Почему “самый”? Потому что есть у этого писателя такая тайная, но очевидная мечта: написать великий русский роман начала ХХI века. “Остромов” — такая вот очередная попытка. Он самый “быковский” роман. Самый стилизаторский, самый литературный:
“Словно повинуясь его фантазии, незнакомец достал из потертого коричневого несессера синюю бархатную шапочку и надел ее, погладив перед этим лысину” — жест Мастера во время встречи с Иваном Бездомным. И таких узнаваемых жестов, таких цитат полно: “За шестьдесят лет до них таким же пасмурным утром в тот же город въехали другие двое, и один из них тоже был идиот, а другой — убийца”. Федор Михайлович нам кланялся. Мышкин и Рогожин, мое почтение. Аллюзии, раскавыченные цитаты из Стругацких, Булгакова, Ильфа и Петрова, Вагинова горохом сыплются на читателя, создают великолепное поле для критика. Названия придумываются с ходу: “„Козлиная песнь” Вагинова глазами Ильфа и Петрова” или наоборот: “„Союз меча и орала” в интерпретации Вагинова”. С ходу просматривается и концепция: ответ и “Мастеру”, и “Двенадцати стульям”, и “Золотому теленку”. Дескать, довольно демонизировать и героизировать жуликов. Ворюги не милее, чем кровопийцы. Надо будет, прижмет, и они станут кровопийцами. История Бендера, написанная брошенной, обманутой Грицацуевой, или история “Союза меча и орала”, написанная теми, кто в результате бендеровской веселой деятельности загремел в каталажку, — вот что такое “Остромов” Дмитрия Быкова. Обаяние Воланда и его компании подвергается той же негации. Впрочем, и это самое интересное и парадоксальное в “Остромове”, вообще вся советская культура 20-х годов лишается здесь своего романтического флера. Тридцатые годы, изображенные Быковым в “Оправдании”, не так отвратительны, как двадцатые “Остромова”.

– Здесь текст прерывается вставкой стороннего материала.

PR #890, opened 2020-12-02
fix: edge case where aws config file could be a directory

shouze:
I have encountered this issue on github actions

This is weird but I an error with file_get_contents failing.
image

### DIFF
--- a/src/Core/src/Credentials/IniFileLoader.php
+++ b/src/Core/src/Credentials/IniFileLoader.php
@@ -48,7 +48,7 @@ final class IniFileLoader
                 $homeDir = $homeDir ?? $this->getHomeDir();
                 $filepath = $homeDir . \substr($filepath, 1);
             }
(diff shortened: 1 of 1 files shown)


jderusse (approved):
Good catch

shouze:
> Good catch

Anyway you could argue: why ~/.aws/credentials is a directory for you? I have to admit this is a very strange edge case, some kind of monster that we've created ourselves :japanese_ogre:.

jderusse:
> > Good catch
> 
> Anyway you could argue: why ~/.aws/credentials is a directory for you? I have to admit this is a very strange edge case, some kind of monster that we've created ourselves .

This kind of things happens when you mount a docker volume to a file and the file does not exists, docker creates a directory

shouze:
> This kind of things happens when you mount a docker volume to a file and the file does not exists, docker creates a directory

oh my, you got me! :wink:

PR #892, opened 2020-12-04
Ignore cache errors

### LINKED ISSUE #891: Issue with Symfony Cache Adapter
Hi, thanks for the awesome package(s)!

I found a small thing that's worth mentioning.
Normally, when using symfony cache, and there is an error, it doesn't break the app, it just gives a warning log that reading or writing a key has failed. Now when I use a broken cache adapter (e.g. unreachable redis) with async-aws credential cache, then the exception propagates all the way and causes a hard break instead of a warning.

I believe it would be worth following a similar pattern and make the cache optional – allow it to error without breaking the flow.

Nyholm:
This will fix #891 

It feels weird just muting exceptions like this. However, both the Symfony cache and PSR-6 cache says that the only exception that should be thrown is a InvalidArgumentException when we have an invalid key. We are in very much control of the keys we are using and we make sure that we only use valid characters. 

The reason we should mute this is because the application should work even if the cache is broken. 

Ideally we would log this... but.. That seams overkill, right?


jderusse (approved):
Thank you for working into this

src/Core/src/Credentials/PsrCacheProvider.php
```diff
@@ -27,6 +28,18 @@ public function __construct(CredentialProvider $decorated, CacheItemPoolInterfac
     }
 
     public function getCredentials(Configuration $configuration): ?Credentials
+    {
+        try {
+            return $this->getFromCache($configuration);
+        } catch (CacheException $e) {
```
TamasSzigeti, line 34: This behaviour is already implemented inside Symfony Cache, if it was fine to rely on `\Symfony\Contracts\Cache\CacheInterface` instead, then the logic doesn't need to be repeated. But I assume it is intentional to rely on the PSR interface instead?

TamasSzigeti (approved):
I've tested and it does solve #892, thanking muchly.
I don't think logging a warning would be an overkill though…

src/Core/src/Credentials/PsrCacheProvider.php
TamasSzigeti: For reference: https://github.com/symfony/cache/blob/5.x/Traits/AbstractAdapterTrait.php#L110

Nyholm: Yeah. You are correct. For a Symfony PSR6 cache, this will never happen. 

But there is many more PSR6 cache libraries. I need to look at the specifications and not the implementations.

phpstan.neon.dist
```diff
@@ -19,3 +20,4 @@ parameters:
         - '#^PHPDoc tag @param has invalid value#'
         - '#^Parameter \#1 \$input of class AsyncAws\\[^\\]+\\ValueObject\\[^ ]+ constructor expects (array\(\)\|)?array\([^\)]+\), array\([^\)]+\) given\.#'
         - '#Method AsyncAws\\[^:]+::[^(]+\(\) should return array<[^>]+> but returns array<int(\|string)?, string>\.$#'
+        - '#PHPDoc tag @throws with type Psr\\Cache\\CacheException is not subtype of Throwable$#'
```
Nyholm, line 23: It is safe to catch a non-throwable. But you cannot throw it.

https://3v4l.org/D7nk9

jderusse (approved):

Nyholm:
The psalm error is a false positive and unrelated.

PR #894, opened 2020-12-08
Fix website generation

jderusse:
new version of highlight does not export the library

Here is the content of the file
```js
// node_modules/highlight.js/lib/highlight.js

// This file has been deprecated in favor of core.js
var hljs = require('./core');
```


Nyholm (approved):
Oh. Thank you

PR #896, opened 2020-12-10
Exclude 5.2.0 that bug with our RetryStrategy

jderusse:
Should be fixed in 5.2.1 by https://github.com/symfony/symfony/pull/39228


Nyholm (approved):
Thank you

PR #898, opened 2020-12-10
Fix type error

mnapoli:
The profile name seems to be cast to an integer if it looks like an integer.

That's the case for example with a `7777` profile, I got the following error:

```
PHP Fatal error:  Uncaught TypeError: preg_replace(): Argument #3 ($subject) must be of type array|string, int given in .../vendor/async-aws/core/src/Credentials/IniFileLoader.php:56
Stack trace:
#0 .../vendor/async-aws/core/src/Credentials/IniFileLoader.php(56): preg_replace('/^profile /', '', 7777)
```


jderusse (commented):
Good Catch

Nyholm (approved):
Thanky ou

PR #1, opened 2024-06-26
Format as package

kaitejohnson:
Not doing anything here but setting up infrastructure for the creation of an R package called `wwinference`. The goal will be to in the next week, port of just the modeling components from `cfaforecastrenewalww` and the immediate pre-processing from `wweval`. This PR should just provide the skeleton components for that package.

Next steps: 
- set up CI for testing suite

PR #2, opened 2024-06-28
styler patch

dylanhmorris:


.github/workflows/pre-commit.yaml
```diff
@@ -13,9 +13,9 @@ jobs:
...
       with:
         python-version: "3.12"
-    - uses: actions/cache@v3
+    - uses: actions/cache@v4
       with:
         path: |
-          ~/.cache/pre-commit
           ~/.cache/R/renv
-        key: pre-commit-3|${{ env.pythonLocation }}|${{ hashFiles('.pre-commit-config.yaml') }}
+        key: r-precommit-cache|${{ env.pythonLocation }}|${{ hashFiles('.pre-commit-config.yaml') }}
```
kaitejohnson, line 20: So was the key thing here that we needed to point to an `r-precommit-cache`? Just trying to understand this at a high level.

.pre-commit-config.yaml
```diff
@@ -35,7 +35,8 @@ repos:
     rev: v0.4.2
     hooks:
     -   id: style-files
-        args: [--style_pkg=styler, --style_fun=tidyverse_style]
+        args: [--style_pkg=styler, --style_fun=tidyverse_style,
+               --cache-root=styler-perm]
```
kaitejohnson, line 39: Is it worth updating what is in here on the cdcent template repo?

kaitejohnson (approved):
LGTM, just some clarifying questions

kaitejohnson:
@dylanhmorris I can merge this into #1, then I think I just need to fix the `pkgdown`

.pre-commit-config.yaml
dylanhmorris: Arguably but this isn't as critical as the use of `actions/cache`

dylanhmorris:
Sounds good will let you merge @kaitejohnson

Парадокса в идейном, так сказать, смысле здесь нет. В идейном, мировоззренческом смысле тут как раз все естественно. Неприятие социальной катастрофы сразу отбрасывает 20-е годы за грань приемлемого, тогда как тридцатые останавливаются на грани. Тоталитарное лето или зима застоя для консерватора, не приемлющего катастрофического, революционного развития, всяко лучше весны или осени, когда поди разбери, что из всей этой неразберихи получится. Это идейно, так сказать, концептуально. Но помимо идей и концепций есть еще художническая природа, а по своей художнической природе Дмитрий Быков, конечно, человек 20-х. Человек неустоявшегося, художник нестабильного, становящегося, а не ставшего. Если угодно — ребенок или подросток. Он и сам это о себе знает и с неплохим таким чувством юмора в стихах констатирует: “Не то чтобы время упадка меня соблазняло, как выгодный фон, но в коем моя деловая повадка уютно цветет, не встречая препон”. Дальше уже не важно. Важно это признание. На этом и зиждется парадокс “Остромова”, а может, и всех текстов Дмитрия Быкова. Он природно, стихийно человек социальной катастрофы, каковую он идейно, концептуально отвергает.